How Could It Happen? is the striking title of
the book by a certain Stechert, a Socialist, working-class author. Stechert
describes with that expert knowledge and lack of prejudice in political,
sociological and psychological matters which is so rarely found in politicians,
cramped as they are by ideologies and party politics, the chain of cause and
effect which led to the victory of the Nazis in Germany and to their abuse of
that victory - a victory which the last French ambassador in Germany,
André Francois-Poncet, who was a man of very lively intelligence, has
called la victoire des boches sur les Allemands.
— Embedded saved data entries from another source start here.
PR #300, opened 2020-08-04
feat: dispatch

ronag:
Makes our internal API public. This is the API which our public API is implemented on top.

There is need for some internal cleanup and refactor post this PR. I've tried to keep the changes as small as possible for easy of review.

I am not 100% satisfied with the API. However, I believe it does fullfil functional and performance requirements. Would appreciate some feedback and maybe ideas. I suspect this API might evolve/improve over time and be less stable than the other ones.

Some problems that might or might not need to be resolved:

- ~~There is now two `AsyncResource`s, the `handler` object and `Request` object. Depending on whether the implementation needs to asynchronously propagate async scope.~~

- ~~It's a bit weird that `_onConnect` takes a `resume` function.~~
- ~~Not sure about naming for `_onConnect`.~~
- It's a bit weird that `_onData` should return `null` to indicate an aborted message.

Refs: https://github.com/mcollina/undici/issues/293

```js
_onUpgrade(statusCode, headers, socker): Void
_onHeaders(statusCode, headers, resume): Void
_onData(chunk): Boolean|Null
_onComplete(trailers): Void
_onErrror(err): Void
```

### DIFF
--- a/README.md
+++ b/README.md
@@ -23,10 +23,11 @@ Machine: 2.8GHz AMD EPYC 7402P<br/>
 Configuration: Node v14.4, HTTP/1.1 without TLS, 100 connections, Linux 5.4.12-1-lts
 
 ```
-http - keepalive x 5,521 ops/sec ±3.37% (73 runs sampled)
-undici - pipeline x 9,292 ops/sec ±4.28% (79 runs sampled)
-undici - request x 11,949 ops/sec ±0.99% (85 runs sampled)
-undici - stream x 12,223 ops/sec ±0.76% (85 runs sampled)
+http - keepalive x 5,826 ops/sec ±1.45% (275 runs sampled)
+undici - pipeline x 7,281 ops/sec ±1.68% (273 runs sampled)
+undici - request x 11,700 ops/sec ±0.56% (278 runs sampled)
+undici - stream x 12,684 ops/sec ±0.72% (280 runs sampled)
+undici - dispatch x 13,446 ops/sec ±0.37% (276 runs sampled)
 ```
 
 The benchmark is a simple `hello world` [example](benchmarks/index.js).
@@ -451,6 +452,34 @@ there might still be some progress on dispatched requests.
 
 Returns a promise if no callback is provided.
 
+
+<a name='dispatch'></a>
+#### `client.dispatch(opts, handler): Promise|Void`
+
+This is the low level API which all the preceeding API's are implemented on top of.
+
+Options:
+
+* ... same as [`client.request(opts[, callback])`][request].
+
+The `handler` parameter is defined as follow:
+
+* `onUpgrade(statusCode, headers, socket): Void`, invoked when request is upgraded  either due to a `Upgrade` header or `CONNECT` method.
+  * `statusCode: Number`
+  * `headers: Object`
+  * `socket: Duplex`
+* `onHeaders(statusCode, headers, resume): Void`, invoked when statusCode and headers have been received. 
+  May be invoked multiple times due to 1xx informational headers.
+  * `statusCode: Number`
+  * `headers: Object`
+  * `resume(): Void`, resume `onData` after returning `false`.
+* `onData(chunk): Null|Boolean`, invoked when response payload data is received.
+  * `chunk: Buffer`
+* `onComplete(trailers): Void`, invoked when response payload and trailers have been received and the request has completed.
+  * `trailers: Object`
+* `onError(err): Void`, invoked when an error has occured.
+  * `err: Error`
+
 #### `client.pipelining: Number`
 
 Property to get and set the pipelining factor.
@@ -528,6 +557,10 @@ Calls [`client.upgrade(opts, callback)`][upgrade] on one of the clients.
 
 Calls [`client.connect(opts, callback)`][connect] on one of the clients.
 
+#### `pool.dispatch(opts, handler): Void`
+
+Calls [`client.dispatch(opts, handler)`][dispatch] on one of the clients.
+
 #### `pool.close([callback]): Promise|Void`
 
 Calls [`client.close(callback)`](#close) on all the clients.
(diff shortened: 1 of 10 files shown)


ronag:
@szmarczak

lib/client-pipeline.js
```diff
@@ -10,17 +10,16 @@ const {
...
 const util = require('./util')
-const { kEnqueue } = require('./symbols')
+const { AsyncResource } = require('async_hooks')
 
 // TODO: Refactor
 
 const kResume = Symbol('resume')
 
-class PipelineRequest extends Request {
+class PipelineRequest extends AsyncResource {
```
ronag, line 20: Needs to propagate async scope by overriding `body.destroy`

lib/client-request.js
```diff
@@ -32,8 +31,10 @@ class RequestResponse extends Readable {
   }
 }
 
-class RequestRequest extends Request {
+class RequestRequest extends AsyncResource {
```
ronag, line 34: Needs to propagate async scope by overriding `body.destroy`

lib/client-stream.js
```diff
@@ -1,16 +1,17 @@
...
 const {
   InvalidArgumentError,
   InvalidReturnValueError
 } = require('./errors')
 const util = require('./util')
-const { kEnqueue } = require('./symbols')
+const { AsyncResource } = require('async_hooks')
 
-class StreamRequest extends Request {
+class StreamRequest extends AsyncResource {
```
ronag, line 11: Needs to propagate async scope by inside `body._destroy`

README.md
```diff
@@ -23,10 +23,11 @@ Machine: 2.8GHz AMD EPYC 7402P<br/>
 Configuration: Node v14.4, HTTP/1.1 without TLS, 100 connections, Linux 5.4.12-1-lts
 
 ```
-http - keepalive x 5,521 ops/sec ±3.37% (73 runs sampled)
-undici - pipeline x 9,292 ops/sec ±4.28% (79 runs sampled)
-undici - request x 11,949 ops/sec ±0.99% (85 runs sampled)
-undici - stream x 12,223 ops/sec ±0.76% (85 runs sampled)
+http - keepalive x 5,392 ops/sec ±6.66% (68 runs sampled)
+undici - pipeline x 7,055 ops/sec ±3.54% (79 runs sampled)
```
ronag, line 27: pipeline performance regression is from a previous commit. Haven't bisected yet.

szmarczak:
The new API looks good IMO.

Instead of returning `true` / `false` / `null` I think it would be clearer to return a constant e.g. `undici.RESUME` `undici.PAUSE` `undici.ABORT`. Just an idea.

ronag:
> Just an idea.

That's kind of nice. Less magical.

ronag:
Another alternative is something like:

```js
_onConnect(controller)
```

Where controller has the following methods:

```
pause()
resume()
abort()
```

README.md
```diff
@@ -23,10 +23,11 @@ Machine: 2.8GHz AMD EPYC 7402P<br/>
 Configuration: Node v14.4, HTTP/1.1 without TLS, 100 connections, Linux 5.4.12-1-lts
 
 ```
-http - keepalive x 5,521 ops/sec ±3.37% (73 runs sampled)
-undici - pipeline x 9,292 ops/sec ±4.28% (79 runs sampled)
-undici - request x 11,949 ops/sec ±0.99% (85 runs sampled)
-undici - stream x 12,223 ops/sec ±0.76% (85 runs sampled)
+http - keepalive x 5,595 ops/sec ±3.33% (69 runs sampled)
+undici - pipeline x 7,055 ops/sec ±3.54% (79 runs sampled)
+undici - request x 11,551 ops/sec ±1.67% (81 runs sampled)
```
mcollina, line 28: It seems request is also regressing a bit?

lib/client-connect.js
```diff
@@ -66,7 +62,10 @@ module.exports = function connect (client, opts, callback) {
   }
 
   try {
-    client[kEnqueue](new ConnectRequest(client, opts, callback))
+    client.dispatch({
+      ...opts,
```
mcollina, line 66: Can you please avoid `...`? It's performance has got slower in recent Node.js.

lib/client-upgrade.js
```diff
@@ -65,7 +57,11 @@ module.exports = function upgrade (client, opts, callback) {
   }
 
   try {
-    client[kEnqueue](new UpgradeRequest(client, opts, callback))
+    client.dispatch({
+      ...opts,
```
mcollina, line 61: avoid `...`

README.md
ronag: I will dig into this.

lib/client-connect.js
ronag: Is object assign better? Also do you have a reference for the perf regression? Not important. Just curious.

ronag: Fixed

lib/client-upgrade.js
ronag: Fixed

README.md
mcollina: any updates?

ronag: not yet, benchmarks has a lot of variance between runs so it's a bit tricky. Still working on it.

ronag:
@mcollina I think perf diff is within margin of error now...

README.md
ronag: I think this is fixed sufficiently now.

ronag:
master:
```js
undici - request x 11,675 ops/sec ±0.86% (278 runs sampled)
undici - stream x 12,722 ops/sec ±0.73% (279 runs sampled)
```

dispatch2:
```js
undici - request x 11,709 ops/sec ±1.21% (86 runs sampled)
undici - stream x 12,642 ops/sec ±1.20% (81 runs sampled)
undici - dispatch x 13,277 ops/sec ±0.86% (84 runs sampled)
```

Well, my client
always has been, and still is, an Allemand of the best type, which
has rightly enjoyed, at all times, the esteem of the discerning people among
the nations of the world; he is anything but a boche. How did he
come to be a defendant, sharing the fate of technologists, scientists, and
businessmen, who by bringing about a praiseworthy alliance between scientific
research and its practical exploitation, both scientifically and commercially,
led a company, which must, a priori and prima vista, appear to
the keen observer to be a benefactor of mankind rather than a criminal plague
afflicting it. It is an old story that a criminal government can deprive of
their splendor the achievements of science destined to serve mankind
and can make them the instruments of crime, or at least of disaster. The
fear lest such scientific achievements which might have brightened the lives of
millions should be turned to such evil purposes has always been a nightmare to
those scientists and to those others who financed them or who had something to
do with financing them, as did my client. This fear in the person of Bosch, is
described in a very moving manner by the witness Buecher in his affidavit,
Schmitz Document 6, Schmitz Defense Exhibit 6. That your own atomic research
scientists also entertain such fears, your honors, is shown in a report with
which I presume the Court is familiar, namely the Stimson report on the
developments which preceded the decision to use the atom bomb against Japan.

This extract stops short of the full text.